Michigan’s cannabis regulatory agency has issued a recall for cannabis products in the state with inaccurate testing results.

On Wednesday, November 17, the Marijuana Regulatory Agency (MRA) announced that it had identified inaccurate and unreliable results for products Viridis North, LLC and Viridis Laboratories, LLC had tested.

MRA says that, in the interest of public health and safety, it issued the advisory bulletin for all products tested by Viridis Laboratories except for inhaled concentrate products like vape carts, live resin, distillate, and any other products created through residual solvent extractions.

Affected Products

Affected products have testing dates between August 10, 2021, and November 16, 2021, with license numbers SC-000009, AU-SC-000113 (Viridis Laboratories, LLC), SC-000014, and AU-SC-000103 (Viridis North, LLC).

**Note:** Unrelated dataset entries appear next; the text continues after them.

PR #4041, opened 2016-11-10
Redirect group overview page to group search page

robertknight:
For users with the search_page feature enabled, redirect requests for
the legacy group overview page to the new group profile page which is a
variant of the search page.

This results in the navbar's dropdown group links and links to the
group's page from the client land on the new group profile page.

### DIFF
--- a/h/views/groups.py
+++ b/h/views/groups.py
@@ -122,6 +122,11 @@ def read(group, request):
         request.override_renderer = 'h:templates/groups/join.html.jinja2'
         return {'group': group}
 
+    # Redirect to new group overview page if search page is enabled
+    if request.feature('search_page'):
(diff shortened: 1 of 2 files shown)


h/views/groups.py
```diff
@@ -122,6 +122,11 @@ def read(group, request):
         request.override_renderer = 'h:templates/groups/join.html.jinja2'
         return {'group': group}
 
+    # Redirect to new group overview page if search page is enabled
+    if request.feature('search_page'):
+        url = request.route_path('activity.group_search', pubid=group.pubid)
+        return HTTPSeeOther(url)
```
chdorner: Hmm, I thought you'd need to `raise` these exceptions in Pyramid, but it looks like we always return `HTTPSeeOther` exceptions.

PR #4351, opened 2017-02-02
Add fake request class to remove test duplication

fatbusinessman:
A lot of these tests were building up the same set of nested mock objects as one another, with different sets of groups and features.  For the sake of simplicity (and at @nickstenning's suggestion), this sets up a `FakeRequest` class that sets up the request methods that the `model` and `profile` functions expect, and that knows how to customise its own internals in a few set ways. This means the user fixtures are no longer referenced and can be removed.

I found that this approach didn't work very nicely with the heavily-parametrized tests around user preferences, so I split these into separate tests for authenticated and unauthenticated requests, which removed a good chunk of the complexity.

(Further context: I pulled this change out of #4333 as a discrete reviewable chunk.)

### DIFF
--- a/tests/h/session_test.py
+++ b/tests/h/session_test.py
@@ -11,62 +11,45 @@ class FakeGroup(object):
         self.slug = pubid
 
 
-def test_model_sorts_groups():
-    fake_user = mock.Mock()
-    fake_user.groups = [
+def test_model_sorts_groups(authenticated_request):
+    authenticated_request.set_groups([
         FakeGroup('c', 'Group A'),
         FakeGroup('b', 'Group B'),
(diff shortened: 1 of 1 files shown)


nickstenning:
:+1: nice improvement. 

One general comment to consider for the future: wherever possible it's a good idea to use stub objects that are as close as possible to the real thing in preference to generic `mock.Mock` instances. Sometimes that'll be made easier by factoring out business logic into more functional components (either just functions or a service) which accept values and return values. Just be wary of getting carried away with `mock.Mock` objects. They make it very easy to write tests that will continue to pass even when the values you're passing into the system under test (in the real code) change.

PR #4353, opened 2017-02-03
Remove cookie-based authentication for WebSocket

robertknight:
This PR removes cookies as an authentication method for the WebSocket, restricting authentication to access tokens passed in the header or via a query string parameter. As a result, it is possible to remove the origin restrictions.

* The first commit changes the auth policy for the WebSocket to token-only
* The second commit removes the origin checks for the WS and associated tests
* The third commit updates the documentation for the Real Time API

The latest Hypothesis client (v0.53, released on 02/02/17) always uses tokens for authentication. Earlier clients only used cookies. If earlier clients try to connect after this change is deployed, they will simply be connected to the WS as unauthenticated clients and will consequently not alert the user to non-public updates or update the groups list in real time.

### DIFF
--- a/h/auth/__init__.py
+++ b/h/auth/__init__.py
@@ -6,7 +6,6 @@ import logging
 
 from pyramid.authentication import RemoteUserAuthenticationPolicy
 import pyramid_authsanity
-from pyramid_multiauth import MultiAuthenticationPolicy
 
 from h.auth.policy import AuthenticationPolicy, TokenAuthenticationPolicy
 from h.auth.util import auth_domain, groupfinder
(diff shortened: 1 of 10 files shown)


robertknight:
I believe you were interested in use of the Real Time API by third party clients @judell

nickstenning:
There's some documentation to update, too:`docs/realtime.rst`

h/auth/__init__.py
```diff
@@ -6,7 +6,6 @@
 
 from pyramid.authentication import RemoteUserAuthenticationPolicy
 import pyramid_authsanity
-from pyramid_multiauth import MultiAuthenticationPolicy
```
nickstenning: I think that removes our dependency on `pyramid_multiauth`.

robertknight: Indeed it does. I've removed the dependency in https://github.com/hypothesis/h/pull/4353/commits/3bdc8ec22e13330ffbe6e2afc83de9780ea2fe8b

nickstenning:
Are we good to merge and deploy this now, @robertknight?

robertknight:
> Are we good to merge and deploy this now, @robertknight?

Yes

PR #4354, opened 2017-02-03
Add /_status health check endpoint

chdorner:
This will be used by Skyliner to determine if a deploy was successful or not.

The endpoint itself is trying to contact Postgres, ElasticSearch, and RabbitMQ. With ElasticSearch it also checks that the cluster status is green.

Some questions:

* We should add tests, but short of mocking out the methods the view is calling, is there another, better way?
* I should probably check for the ElasticSearch cluster status to not be "red" instead of checking that it's "green" ("yellow" I think happens when it reshuffles shards, we don't want to be considered as down during this time). Correct?

### DIFF
--- a/h/views/status.py
+++ b/h/views/status.py
@@ -1,0 +1,58 @@
+# -*- coding: utf-8 -*-
+
+from __future__ import unicode_literals
+
+import logging
+
+from h.celery import celery
+from h.exceptions import APIError
+from h.util.view import json_view
+
+
+log = logging.getLogger(__name__)
+
+
+@json_view(route_name='status')
+def status(request):
+    _check_database(request)
+    _check_search(request)
+    _check_celery()
+    return {'status': 'okay'}
+
+
+def _check_database(request):
+    try:
+        request.db.execute('SELECT 1')
+    except Exception as exc:
+        log.exception(exc)
+        raise APIError('Database connection failed')
+
+
+def _check_search(request):
+    try:
+        info = request.es.conn.cluster.health()
+        if info['status'] not in ('green', 'yellow'):
+            raise APIError('Search cluster state is %s' % info['status'])
+    except Exception as exc:
+        log.exception(exc)
+        raise APIError('Search connection failed')
+
+
+def _check_celery():
+    try:
+        result = celery.control.ping(timeout=0.25)
+        if not result:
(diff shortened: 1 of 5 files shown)


nickstenning:
Looks good. And yes to your last question, [as per bouncer](https://github.com/hypothesis/bouncer/blob/fe400bb9507af754e3b18f3c2b93030a702572be/bouncer/views.py#L134-L143).

h/views/status.py
```diff
@@ -0,0 +1,46 @@
...
+            raise APIError('Search cluster state is %s' % info['status'])
+    except Exception as exc:
+        log.exception(exc)
+        raise APIError('Search connection failed')
+
+
+def _check_realtime(request):
+    try:
+        request.realtime.connection.release()
+        request.realtime.connection.connect()
```
nickstenning: Shouldn't these two lines be the other way around? You probably also want `release` to be in a `finally:` block?

chdorner: In case it's already connected (which it seems to be), it doesn't try to reconnect. Releasing it first and then connecting afterwards was the only way I could get it to fail when I stopped rabbitmq.

This makes me suspicious about how we're closing connections to rabbit during a request in general though.

nickstenning: Hmm. I've checked this out locally and I can't reproduce that behaviour: just a call to `connect()` seems to be enough to fail the healthcheck when Rabbit goes away.

That said, just checking we can connect -- while better than nothing -- doesn't tell us all that much. We could, alternatively, check that the return value from `h.celery.celery.control.ping()` is non-empty? That checks that a) we can make a connection, b) Rabbit is processing messages, and c) we have >0 workers running and handling tasks. What do you think?

nickstenning: Oh and:

> This makes me suspicious about how we're closing connections to rabbit during a request in general though.

It actually makes me suspicious about how we're opening connections to Rabbit, too. We should probably have a threadlocal connection pool and it sounds like we don't.

chdorner: As discussed in Slack, I had some reservations about what happens to `ping` requests when the workers are already busy because of a long job queue, but it turns out that `ping` control requests are not enqueued as jobs, so we don't have to worry about this. This is done now 👍

nickstenning:
LGTM!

“Consumers who have marijuana products in their possession that meet the recall criteria may return the products to the marijuana sales location where they were purchased for proper disposal,” states the bulletin. “Consumers with weakened immune systems or lung disease are at the highest risk for health-related incidents such as aspergillosis, which can impact lung function, if these potentially harmful products are consumed.”

Steps for Consumers and Retailers

MRA encourages consumers who have experienced adverse reactions after using the affected products to report their symptoms and product use to their physician.

MRA also requests consumers to report adverse reactions to them by e-mail at MRA-Enforcement@michigan.gov or phone at 1-517-284-8599

Cannabis retail outlets that sold products covered by the MRA bulletin must display the recall notice on the sales floor where customers can see it for 30 days from the notice date.

MRA says that shops that receive adverse reaction reports from customers should report them and document them in METRC.

According to MRA, licensees with affected products in their inventory may have them retested for the microbial compliance panel, send them back to the original licensee for retesting or destruction, or destroy them and provide proof to MRA.

MRA says that licensees who choose to have products sent back or retested will need to create new METRC packages with new identification numbers before transferring them or submitting them for testing.

Licensees needing additional guidance or assistance in creating the packages can e-mail MRA at MRA-Enforcement@michigan.gov.

According to MRA, an investigation is still ongoing.